The first places its origins right inside the Forbidden City’s Palace of Gathered Elegance (Chuxiu Gong), where empresses and concubines grew tired of endless banquets of delicacies. One day, a Hui (Muslim) chef in the palace kitchen was eating a simple homemade snack. A maid tried it, loved it, and brought some to the empress – who was equally delighted. The snack soon became a palace favourite, praised for its snowy white colour and sweet fragrance.

The second legend is far more romantic. It involves the famous Xiang Fei (Fragrant Concubine), a Uyghur woman said to have a natural fragrance, who was brought to the Qing court by Emperor Qianlong. Homesick and heartbroken after being separated from her husband, she refused to eat. The emperor, desperate, ordered Uyghur chefs to prepare her favourite foods. Her husband, who had travelled all the way from Xinjiang to Beijing, saw his chance. He made a batch of glutinous rice dumplings – a dish only he knew how to make – and sent them to the palace. When asked its name, he replied: “Ai Wo Wo.” Xiang Fei recognised the dish immediately, took a bite, and wept – knowing her husband was near. Whether fact or fiction, the legend has only added to the snack’s enduring charm.

How It’s Made – Soft, Sweet, and Satisfying

Ai Wo Wo is deceptively simple to make – but getting it just right takes skill. The outer shell is made from glutinous rice (also known as sticky rice), which is soaked overnight, steamed until tender, then pounded into a smooth, elastic dough. The filling is a sweet mixture of crushed walnuts, sesame seeds, melon seeds, candied plum, hawthorn cake, and sugar – though modern variations might include red bean paste or mixed nuts.

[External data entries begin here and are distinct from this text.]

PR #204, opened 2022-05-03
Enabling stdout on integration tests.

jsanemet:
Disabling it crashes PyCharm's test runner.

### DIFF
--- a/tests/intr/cli/test_openstack_plugin.py
+++ b/tests/intr/cli/test_openstack_plugin.py
@@ -14,6 +14,7 @@
 #    under the License.
 """
 import logging
+import os
 import sys
 from copy import deepcopy
 from tempfile import NamedTemporaryFile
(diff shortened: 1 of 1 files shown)


cescgina:
Would redirecting stdout to dev/null as shown [here](https://stackoverflow.com/a/45669280) work for pycharm? We don't need the context manager, just redirect and revert in setUp and tearDown methods

jsanemet:
As long as sys.stdout is not None it should be enough.

cescgina:
If that's is ok with you, I'll commit a fix for it with this proposal in this PR

jsanemet:
All right

jsanemet:
That works with PyCharm, you may approve the request and we can merge it then.

cescgina (approved):
Thanks for bringing it up!

PR #222, opened 2022-05-10
Fix issues in run_query due to many args and envs

cescgina:
Revert a recent change that swapped the order of the systems and
arguments loops in run_query method of the Orchestrator. The argument
loop must be the outermost one. Otherwise different systems might
perform different queries if, for example, one of the systems does not
have any source that supports the argument with the highest level. This
change also updates the last_level variable, to ensure that queries like
cibyl --spec --jobs do not query for jobs, since --spec is the argument
with the highest level, and --jobs acts simply as a filter.

Solves OSPCRE-472

### DIFF
--- a/cibyl/orchestrator.py
+++ b/cibyl/orchestrator.py
@@ -233,9 +233,9 @@ class Orchestrator:
                                 **system_args)
                         except SourceException as exception:
                             source_methods_store.add_call(source_method, False)
-                            LOG.error("Error in %s. %s",
-                                      source_info, exception,
-                                      exc_info=debug)
+                            LOG.error("Error in %s with system %s. %s",
+                                      source_info, system.name.value,
+                                      exception, exc_info=debug)
                             continue
                         source_methods_store.add_call(source_method, True)
                         end_time = time.time()
--- a/cibyl/orchestrator.py
+++ b/cibyl/orchestrator.py
@@ -16,6 +16,7 @@
 import logging
 import operator
 import time
+from collections import defaultdict
 from copy import deepcopy
 
 import cibyl.exceptions.config as conf_exc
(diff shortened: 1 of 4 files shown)


jsanemet (approved):

adrianfusco (changes requested):
I was testing some different commands and some of them worked but the following gives me error:

```
(venv3.9) [2022-05-10 20:14:34] {afuscoar@afuscoar} (~/.RedHat/Projects/github/cibyl) (bug_level_query)$ -> cibyl --jobs DFG-enterprise-baremetal-upgrade-16.2_from_13-3control_2compute_externalceph-regression --source jenkins --spec
  File "/home/afuscoar/.RedHat/Projects/github/cibyl/venv3.9/bin/cibyl", line 33, in <module>
    sys.exit(load_entry_point('Cibyl', 'console_scripts', 'cibyl')())
  File "/home/afuscoar/.RedHat/Projects/github/cibyl/cibyl/cli/main.py", line 119, in main
    orchestrator.run_query()
  File "/home/afuscoar/.RedHat/Projects/github/cibyl/cibyl/orchestrator.py", line 231, in run_query
    model_instances_dict = source_method(
  File "/home/afuscoar/.RedHat/Projects/github/cibyl/cibyl/sources/jenkins.py", line 539, in get_deployment
    self.add_job_info_from_artifacts(job, query_packages=True,
  File "/home/afuscoar/.RedHat/Projects/github/cibyl/cibyl/sources/jenkins.py", line 663, in add_job_info_from_artifacts
    nodes = artifact['provision']['topology'].get('nodes', {})
KeyError: 'topology'
```

Can you check it, pls? Thx!

cescgina:
I have pushed another commit with a fix for the issue, good catch @adrianfusco!

bregman-arie (approved):

adrianfusco (approved):
Now it seems to work fine, Joan. Good job.

We have another approve so I'll merge it.

PR #223, opened 2022-05-10
Remove packages, containers and services from spec

cescgina:
The --spec argument should not collect information on the containers,
packages and services used, since they are more a characteristic of
the build and not so much of the deployment.


bregman-arie (approved):
Very accurate description. We need to use that at some point for the documentation on what --spec argument is all about :)

PR #226, opened 2022-05-10
Add exception for non-supported key in config

bregman-arie:
Before this change, if the user didn't use a valid key
in one of the sources' configuration sections, the exception
thrown was generic and didn't tell the user much on what
exactly the issue is.

With this change, the user will know which key is not supported
and for what type of source.


cibyl/exceptions/config.py
```diff
@@ -29,7 +31,9 @@ def __init__(self, message="""
 environments:
     env_1:
         jenkins_system:
-            system_type: jenkins"""):
+            system_type: jenkins
+
+{CHECK_DOCS_MSG}"""):
```
cescgina, line 36: There is a missing f-prefix at the beginning of this string

cescgina (changes requested):
Great change for UX, just spotted a very minor issue

cescgina (approved):
Looks good now. I have noticed, however, that this exception is not triggered for Zuul and ElasticSearch sources, just Jenkins and JJB ones, we can look into it in another PR.

bregman-arie:
> Looks good now. I have noticed, however, that this exception is not triggered for Zuul and ElasticSearch sources, just Jenkins and JJB ones, we can look into it in another PR.

Can you include here a config for which it wasn't triggered? I want to look into it

cescgina:
This simplified config does not trigger it:
```yaml
environments:
  zuul_env:
    zuul_system:
      system_type: zuul
      enabled: True
      sources:
        downstream_zuul:
          lafekl: alej
          driver: zuul
          url: 'url'
  osp_phases:
    downstream_jenkins:
      system_type: jenkins
      sources:
        osp_es:
          lafekl: alej
          driver: elasticsearch
          url: 'url'
```

bregman-arie:
> This simplified config does not trigger it:
> 
> ```yaml
> environments:
>   zuul_env:
>     zuul_system:
>       system_type: zuul
>       enabled: True
>       sources:
>         downstream_zuul:
>           lafekl: alej
>           driver: zuul
>           url: 'url'
>   osp_phases:
>     downstream_jenkins:
>       system_type: jenkins
>       sources:
>         osp_es:
>           lafekl: alej
>           driver: elasticsearch
>           url: 'url'
> ```

It happened because elasticsearch and zuul used kwargs in their cunstractors. Good catch, thanks for that.
@adrianfusco @jsanemet note that I made changes to elasticsearch and Zuul API

amolkahat:
I've tested this patch in local env, and it working as expected. Just one question. 
Q: Do we need fixed non-supported keys in system also?

While testing i've found, if we add extra key (non-supported) in system then it didn't through error.
Ex:
```
    opendev_zuul: 
      system_type:
      non_supported_key: "this is invalid"
      sources:                                  
        opendev_zuul:
          driver: zuul
          url: "https://zuul.opendev.org" 
```

bregman-arie:
> I've tested this patch in local env, and it working as expected. Just one question. Q: Do we need fixed non-supported keys in system also?
> 
> While testing i've found, if we add extra key (non-supported) in system then it didn't through error. Ex:
> 
> ```
>     opendev_zuul: 
>       system_type:
>       non_supported_key: "this is invalid"
>       sources:                                  
>         opendev_zuul:
>           driver: zuul
>           url: "https://zuul.opendev.org" 
> ```

Yes, it's a good point and I'll handle non-supported keys at the system level as well in a future PR.

cescgina (approved):
Run e2e again and now everything passes

PR #229, opened 2022-05-11
Add information to source request exceptions

bregman-arie:
* Let the user know he/she can disable the use of
  certificates for connecting the system
* Let the user know what 401 status code means

This is makes it easier for the user to understand how
to deal with these situations.


cescgina (approved):
Good improvements

jsanemet (approved):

A small piece of the rice dough is flattened into a round wrapper, filled with the sweet mixture, and rolled into a ball about the size of a ping pong ball. Finally, it’s dusted with steamed rice flour to give it that signature snowy-white finish, and often topped with a tiny red dot of hawthorn jelly for a festive touch. The result? A soft, chewy exterior that gives way to a sweet, crumbly, nutty centre – perfectly balanced and utterly addictive.

A Healthy Treat, Too

Beyond its delicious taste, Ai Wo Wo is also valued in traditional Chinese medicine for its health benefits. Glutinous rice is considered a warming and strengthening food that helps replenish vital energy (qi), support the spleen and stomach, and stop excessive sweating. It’s said to be especially helpful for those with poor appetite, bloating, or diarrhoea. That said, because glutinous rice can be heavy to digest, it’s best enjoyed in moderation.

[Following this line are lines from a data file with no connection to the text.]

PR #231, opened 2022-05-12
Logging Improvements

bregman-arie:
* Don't log elsaticsearch connection established on INFO level
  as that displays to the user every time he/she runs a query.
  Show it only on debug level
* Remove "Could not retrieve value" logging as it logs too many
  lines, even for simple queries such as "cibyl --jobs". In addition,
  it's not very useful information for developer or a user
* Show always from where a certain information got pulled and how
  much time it took. Show which method was used only if debugging
  is on as it's not something that is useful for most users.

### DIFF
--- a/cibyl/orchestrator.py
+++ b/cibyl/orchestrator.py
@@ -47,8 +47,10 @@ def source_information_from_method(source_method):
     :rtype: str
     """
     source = source_method.__self__
-    info_str = f"source {source.name} of type {source.driver} using method "
-    return info_str+f"{source_method.__name__}"
+    info_str = f"source {source.name} of type {source.driver}"
+    if LOG.getEffectiveLevel() <= logging.DEBUG:
+        info_str += f" using method {source_method.__name__}"
+    return info_str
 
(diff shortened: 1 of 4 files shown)


jsanemet (approved):

jsanemet:
Looks good.

cibyl/orchestrator.py
```diff
@@ -47,8 +47,10 @@ def source_information_from_method(source_method):
     :rtype: str
     """
     source = source_method.__self__
-    info_str = f"source {source.name} of type {source.driver} using method "
-    return info_str+f"{source_method.__name__}"
+    info_str = f"source {source.name} of type {source.driver}"
+    if LOG.getEffectiveLevel() < 20:
```
cescgina, line 51: I think it would be clearer to use logging.INFO instead of the integer value

bregman-arie: Agreed. I'll modify it

cescgina (approved):
LGTM

PR #232, opened 2022-05-12
Improve nodes output

bregman-arie:
Instead of:

    Node Name: controller-0
    Node Name: controller-1
    Node Name: compute-0

Print:

   Nodes:
     - controller-0
     - controller-1
     - compute-0


JoseSilvaHermida (approved):
Looks nice

cescgina (approved):

PR #233, opened 2022-05-12
Improve consistency of exceptions formatting

cescgina:
This PR addresses two issues:
- Replace NotImplementedError with custom exception
Some parts of the code were raising NotImplementedError, which was showing the
full traceback to the user.

- Move parse output style after setup cibyl exceptions
Similarly, running cibyl -f invented_format was also showing the traceback,
since it was raised before setting up the quiet exceptions.

The PR touches many files, but most are simple search and replace changes.


bregman-arie (approved):
Looks good

PR #234, opened 2022-05-12
Add builds to the zuul hierarchy

jsanemet:
On this request, builds on a zuul source will stop being an independent entity and will now be part of the zuul hierarchy so that they are seen following:
`Tenant -> Project -> Pipeline -> Job -> Build`
Note that every build on the job will be printed, as currently there is no way to tell the pipeline a build was triggered by. That will be done on the next step.


cibyl/models/ci/zuul/job.py
```diff
@@ -139,8 +139,14 @@ def __init__(self, name, url, variants=None, builds=None):
 
     @overrides
     def merge(self, other):
+        # Merging with oneself will never end, avoid at all costs.
```
cescgina, line 142: It might be worth to add to the comment that this infinite loop might happen because the variants are stored using and AttributeListValue and not a Dict

cibyl/sources/zuul/query.py
```diff
@@ -214,44 +279,21 @@ def handle_query(api, **kwargs):
...
-                    pipeline_model.add_job(job_model)
+    query = get_query_type(**kwargs)
+    handler = handlers.get(query)
 
-            # Check if the user requested variants
-            if 'variants' in kwargs:
-                for variant in job.variants().get():
-                    job_model.add_variant(Job.Variant.from_data(variant.data))
+    if not handler:
+        raise NotImplementedError(f'Unsupported query: {query}')
```
cescgina, line 294: This exception should be CibylNotImplementedException

jsanemet: Sure, will do.

cibyl/models/ci/zuul/job.py
jsanemet: True, but on any case merging with oneself does not make much sense.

Where to Find the Real Deal

For the most authentic Ai Wo Wo in Beijing, head to Huguosi Snacks (护国寺小吃店). This legendary snack shop, which traces its roots back to the temple fairs of old Beijing, has been serving up classic treats since 1956. Today, it offers over a hundred varieties of traditional Beijing snacks – from Ai Wo Wo and Lǘ Dǎ Gǔn (Rolling Donkey) to Pea Flour Cake and Fried Ring – all made using time-honoured recipes. On weekends, you’ll find locals of all ages queuing up, eager to sample these little bites of history.

Ai Wo Wo is traditionally a spring and summer snack, appearing around the Lunar New Year and remaining available until late summer. Today, however, you can find it year-round in most traditional snack shops across the capital.

So next time you’re in Beijing, seek out these little snow-white balls of sweetness. Take a bite, and you’ll taste not just the soft, chewy rice and sweet nutty filling – but centuries of imperial intrigue, timeless legends, and the warmth of a city that has been sharing this humble delight for over 400 years.